Chris Brown featuring Nicki Minaj—“Love More”
Personal issues aside, it’s easy to state the main problem with Chris Brown’s ever more frustrating career: he picks great beats, and then writes lousy songs around them. The frustrating part is that even as he grows as a singer, the main problem persists. “Love More” is another one.
Sage the Gemini—“Gas Pedal”
More low-key, minimalist rap about sex with strippers, only this time without the cruder metaphors. Not bad at all, but nothing to get excited about.
Ross Lynch, Grace Phipps And Jason Evigan—“Cruisin’ For a Bruisin’”
Most Disney pop is pastiche, but it’s usually pastiche with style. “Cruisin’ for a Bruisin’” has a lot of energy, but it’s showtune energy, which means it’s exhausted you by the end of the first chorus. And then it goes on. I have no problem with the voices—this is one of the few cases in Disney pop where the voices (some of them, anyway) are more appealing than the music—and maybe I reached the limit of my tolerance for beach party parodies in the 70s, but this sounds tired to me, maybe even desperate. What does a studio do when all their biggest stars have moved on? Disney had a great run, but it looks like it’s over.

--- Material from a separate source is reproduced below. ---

PR #1637, opened 2026-09-10
feat(scripts): hold the shared corpus against its preview fence

JumpLink:
**Stage 5 as ADR 0051 wrote it does not carry, and the measurement is the first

Marc Anthony—“Vivir Mi Vida”
I don’t know enough about Anthony’s career or salsa itself to judge whether this is the return to form that many say it is, but it’s a good record whatever the case. Anthony sounds more alive than 90% of the singers on the pop charts this year, and the song crackles in an old-fashioned way that’s refreshing at the very least. If this is a return to form, it might be a good idea to check out some of his early stuff.

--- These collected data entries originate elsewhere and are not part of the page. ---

PR #1639, opened 2026-09-11
fix(devtools): a selector matches the type chain, not the exact GType

### LINKED ISSUE #1582: FindWidget matches the exact GType, so a subclass is unreachable
## What

`@gjsify/devtools`' `FindWidget` resolves a selector by comparing the **exact** GType name, so a consumer cannot address a widget by the type it derives from.

Measured in a consumer (`JumpLink/bauplaner`) while verifying a screenshot rig: three of six `BP_APP_DIALOG` values open `Adw.Dialog` **subclasses** — `BauplanerAufbauDialog`, `BauplanerDachDialog`. A rig that waits for `FindWidget AdwDialog` exits 1 with *"opened no AdwDialog"* for all three, while `DumpTree` of the same run shows the dialog mapped and visible.

So the failure is not "the dialog did not open"; it is "the query cannot express what was asked". And it fails in the direction that reads like a defect in the consumer.

## Why it is worth fixing here rather than there

The consumer's workaround is to match a **style class** instead (`floating`, measured unique in a ~5.7k-node tree across all six dialog values). That works and is what shipped, but it is a workaround with two costs:

- it addresses the widget by how it *looks* rather than by what it *is*, so it breaks when the stylesheet changes;
- every consumer that subclasses a GTK or Adwaita type meets the same wall, and each will invent its own workaround.

An application subclassing `Adw.Dialog`, `Adw.ApplicationWindow` or `Gtk.Box` is the ordinary way to write a GTK app, so "the exact GType" excludes the common case rather than an exotic one.

## What a fix would have to decide

- Whether a selector matches the type **chain** by default, or only with an explicit spelling — a default that suddenly matches ancestors would change what existing selectors resolve to, which is a behaviour change on a published surface.
- Where the chain comes from. `GObject.type_parent` walks it at runtime; `@gjsify/gtk-host`'s generated surface data already carries the hierarchy for the types it knows, but a consumer's own subclass is not in it.
- What a match should report. A selector that resolves through three ancestors should probably say which type it matched, or a consumer cannot tell an intended match from an accidental one.

## Not urgent, and not blocking

The consumer shipped the style-class workaround; nothing is stuck. Filed so the next consumer finds this instead of re-deriving it.

JumpLink:
`FindWidget`'s type half compared the **exact** GType name, so a widget of a SUBCLASS of the
named type was unaddressable. Subclassing `Adw.Dialog`, `Adw.ApplicationWindow` or `Gtk.Box` is
the ordinary way to write a GTK app, so the comparison excluded the common case rather than an
exotic one.

Measured in bauplaner: three of six `BP_APP_DIALOG` values open `Adw.Dialog` subclasses, and a
rig waiting for `FindWidget AdwDialog` exited 1 with *"opened no AdwDialog"* while the same
run's `DumpTree` showed the dialog mapped and visible. The failure reads like a defect in the
consumer, and the workaround it invented — matching a style class (`floating`) instead —
addresses the widget by how it LOOKS rather than by what it IS, so it breaks when the stylesheet
changes.

## What changed

`widgetIsA(object, typeName)`, exported from `@gjsify/devtools`:

- the **name comparison first**, which is the whole answer for a type GObject does not know — a
  unit-test shape, or a runtime that never registered it. That is what keeps every exact-name
  spec in the module meaning what it says;
- then `g_type_is_a` where GObject knows both names.

Registration is a **runtime** fact, measured under GJS 1.88.1:
`GObject.type_from_name('AdwDialog')` answers `null` until something in JS touches `Adw.Dialog`,
and registering a SUBCLASS registers its whole ancestor chain. So the lookup happens per call
and is never cached — the base type of a live instance is always registered (the instance's own
class registered it), and a name that resolves to nothing now may resolve a moment later.

### The exact type still wins

An exact match anywhere in the subtree beats a subclass match, **even one earlier in reading
order**. That is the compatibility guarantee and it is what makes the widening measurable:
*every selector that resolved before this change resolves to the same path after it*, and the
subclass leg is consulted only where the answer used to be none. It costs one extra full walk
exactly in the case that already walked the whole tree — the miss.

## The class, not just the site

The same exact-GType comparison was in two more places in `widget-tree.ts`, both failing the
same silent way:

- **`activateWidget`**, on "is the parent a `GtkListBox`?" — every row inside an app's own
  list-box subclass was undrivable. `activate()` returns false for a row, the fallback never
  fired, and the call answered `false`.
- **`sendKeyToWidget`**, on "is this a `GtkEventControllerKey`?" — a key sent to an app's own
  key-controller subclass was delivered nowhere, which reads as "the keyboard does not work".

A repo sweep for exact GType comparisons (`widgetType(…) ===`, `gtypeName(…) ===`, `$typeName
===`, `$gtype.name ===`) finds no fourth site; the one remaining is the deliberate
exact-preference leg inside `findWidgetPath`. All three now call the one helper, so the next
such comparison has something obvious to call.

## Measurement

Red first, with `widgetIsA` stubbed to today's exact-name comparison — **7 of 77 tests failed**,
one per widened behaviour:

```
✖ findWidgetPath › matches a SUBCLASS of the selected type
✖ findWidgetPath › matches a subclass through the toolkit chain too
✖ findWidgetPath › still requires the css class when the type matched through a subclass
✖ widgetIsA › answers for the type itself, its ancestors, and nothing else
✖ widgetIsA › reads the node-gi runtime type off $typeName
✖ activateWidget › drives the row when the parent is a GtkListBox SUBCLASS
✖ sendKeyToWidget › delivers to a SUBCLASS of GtkEventControllerKey
```

That stub IS the negative control: it is `main`'s behaviour, and putting it back reds exactly
those seven and nothing else. With the fix: **77 passed · 189 assertions**.

Four of the new specs are there to pin what must NOT change, and they were green against the
stub too: the exact-match preference, is-a's direction (a `GtkBox` is not a
`DevtoolsSpecDialog`), and the name-only fallback for an unregistered type.

The specs register real GTypes (`DevtoolsSpecDialog extends Gtk.Box`, `DevtoolsSpecListBox
extends Gtk.ListBox`, `DevtoolsSpecKeyController extends Gtk.EventControllerKey`) rather than
mocking the type system — that is exactly the consumer shape, and it is the only way the walk is
proven against GObject rather than against a stand-in for it.

## Review round

An independent review found three things the first pass STATED wrong rather than did wrong.

`g_type_is_a` also answers for an **interface**, so `GtkOrientable` matches every box and
`GtkAccessible` the first visible widget in any tree — a real widening past "the type itself
or any ancestor", and it was neither documented nor tested. Kept, because an interface
describes what a widget can DO and that is the same question a selector asks, but said out
loud in all four docs and pinned by a spec.

The exact-wins-over-subclass guarantee is **per call**, not per tree. `derived` is created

Kenny Chesney—“When I See This Bar”
Chesney is at the point in his career where he wants to get serious, and since the only life he seems to know takes place in bars out on the Keys, he gets serious about that. The result is an over-six-minute elegy to getting drunk packed with elements of Jimmy Buffett, Bob Seger, Bruce Springsteen, and anyone else who’s waxed poetic over the simple lives of the working class. Chesney’s craftsmanship is as sharp as ever, but his almost total lack of personality makes this nothing more than an impressive piece of empty pathos. He has all the technical elements down, and he knows how to put the pieces together, but he has no idea how to infuse the results with emotion or meaning. In the end the song is as empty as a coconut husk.
Emblem 3—“Chloe (You’re the One I Want)”
Singers who can’t sing shouting songs by writers who can’t write over blaring arrangements that pummel your ears to get your attention and then deliver nothing of interest. Or: how to kill your musical career before it even starts. As if finishing fourth on X Factor wasn’t enough.
Tim McGraw—“Southern Girl”
I may have said this before but I’ll say it again: Tim McGraw is the most overrated country singer of the last twenty years. His voice is fine, and he’s willing to experiment stylistically, but his material is almost always mediocre and his insistence on cranking the macho up to 11 drowns out whatever good points he may have. “Southern Girls” is exactly what you’d expect: clichéd, over-arranged, condescending and pandering at the same time. Won’t he ever go away?